The following code works for me (note: I wrote it with no optimization in mind - it's just for testing purposes):
public static void main(String args[]) {
ArrayList<String> numbers = GetNumbers();
}
private static ArrayList<String> GetNumbers() {
String str1 = "833";
String str2 = "79, 869";
String str3 = "56-57, 568";
ArrayList<String> lines = new ArrayList<String>();
lines.add(str1);
lines.add(str2);
lines.add(str3);
ArrayList<String> numbers = new ArrayList<String>();
for (Iterator<String> s = lines.iterator(); s.hasNext();) {
String thisString = s.next();
if (thisString.contains("-")) {
numbers.add(thisString.substring(thisString.indexOf(",") + 2));
} else if (thisString.contains(",")) {
numbers.add(thisString.substring(0, thisString.indexOf(",")));
} else {
numbers.add(thisString);
}
}
return numbers;
}
Output:
833
79
568
Although it gets a lot of hate these days, I still really like the StringTokenizer for this kind of stuff. You can set it up to return the tokens and, at least to me, it makes the processing trivial without interacting with regexes
you'd have to create it using ",- as your tokens, then just kick it off in a loop.
st=new StringTokenizer(line, "\",-", true);
Then you set up a loop:
while(st.hasNextToken()) {
String token=st.nextToken();
Each case becomes it's own little part of the loop:
// Use punctuation to set flags that tell you how to interpret the numbers.
if(token == "\"") {
isQuoted = !isQuoted;
} else if(token == ",") {
...
} else if(...) {
...
} else { // The punctuation has been dealt with, must be a number group
// Apply flags to determine how to parse this number.
}
I realize that StringTokenizer is outdated now, but I'm not really sure why. Parsing regular expressions can't be faster and the syntax is--well split is a pretty sweet syntax I gotta admit.
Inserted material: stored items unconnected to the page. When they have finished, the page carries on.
PR #477, opened 2015-03-30
[PSR-6] Split setExpiration() into two methods

Crell:
Final edits that were lost when Paul deleted the public repository.

### DIFF
--- a/proposed/cache.md
+++ b/proposed/cache.md
@@ -237,7 +237,7 @@ interface CacheItemInterface
     public function exists();
 
     /**
-     * Sets the expiration time this cache item.
+     * Sets the expiration time for this cache item.
      *
      * @param \DateTime|\DateTimeImmutable $expiration
      *   The point in time after which the item MUST be considered expired.
@@ -251,7 +251,7 @@ interface CacheItemInterface
     public function expiresAt($expiration);
 
     /**
-     * Sets the expiration time this cache item.
+     * Sets the expiration time for this cache item.
      *
      * @param int|\DateInterval $time
      *   The period of time from the present after which the item MUST be considered
--- a/proposed/cache.md
+++ b/proposed/cache.md
@@ -200,18 +200,10 @@ interface CacheItemInterface
      *
      * @param mixed $value
      *   The serializable value to be stored.
-     * @param int|\DateTime $ttl
-     *   - If an integer is passed, it is interpreted as the number of seconds
-     *     after which the item MUST be considered expired.
-     *   - If a DateTime object is passed, it is interpreted as the point in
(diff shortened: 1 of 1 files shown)


tedivm:
Please note that these methods were written unilaterally by @Crell and were not approved by anyone else on the PSR-6 group. Please hold off on merging these until a discussion can be had on the mailing list.

proposed/cache.md
```diff
@@ -227,21 +235,31 @@ interface CacheItemInterface
     public function exists();
 
     /**
-     * Sets the expiration for this cache item.
+     * Sets the expiration time this cache item.
```
neclimdul: Not sure if this is a correct sentence. It at least does not make it clear what the method is expected to do to me.

proposed/cache.md
```diff
@@ -227,21 +235,31 @@ interface CacheItemInterface
...
+     *   the value should be stored permanently or for as long as the
+     *   implementation allows.
+     *
+     * @return static
+     *   The called object.
+     */
+    public function expiresAt($expiration);
+
+    /**
+     * Sets the expiration time this cache item.
```
neclimdul: Not sure if this is a correct sentence. It at least does not make it clear what the method is expected to do to me.

proposed/cache.md
```diff
@@ -227,21 +235,31 @@ interface CacheItemInterface
...
      *
-     * @param int|\DateTime $ttl
-     *   - If an integer is passed, it is interpreted as the number of seconds
-     *     after which the item MUST be considered expired.
-     *   - If a DateTime object is passed, it is interpreted as the point in
-     *     time after which the item MUST be considered expired.
-     *   - If null is passed, a default value MAY be used. If none is set,
-     *     the value should be stored permanently or for as long as the
-     *     implementation allows.
+     * @param \DateTime|\DateTimeImmutable $expiration
```
AndrewCarterUK: Both of these classes implement \DateTimeInterface

AndrewCarterUK:
I think splitting setExpiration() into expiresAt() and expiresAfter() makes things a lot more readable. It's clear that expiresAt() requires a point in time to be reached and expiresAfter() requires a period of time to have passed.

With the existence of these methods the $ttl parameter on the set() method becomes redundant as you can do this:

```php
$item->set($value)->expiresAfter(3600);
```

Which is easier to read than this:

```php
$item->set($value, 3600);
```

proposed/cache.md
Crell: I should have added, not replaced. :-)  Fixed.

proposed/cache.md
Crell: Agreed. Fixed.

I guess if you and everyone you work with is really comfortable with Regular Expressions you could replace that with split and just iterate over the resultant array but I'm not sure how to get split to return the punctuation--probably that "+" thing from other answers but I never trust that some character I'm passing to a regular expression won't do something utterly unexpected.
will
if (str.indexOf(charDash.toString()) > -1){
System.out.println(str);
}
do the trick?
which by the way is fastest than contains... because it implements indexOf
Will this work?
if(str.contains("-")) {
System.out.println(str);
}
I wonder if the charDash variable is not what you are expecting it to be.
I think three regexes would be your best bet - because with a match, you also get the bit you're interested in. I suck at regex, but something along the lines of:
.*\-.*, (.+)
.*, (.+)
and
(.+)
ought to do the trick (in order, because the final pattern matches anything including the first two).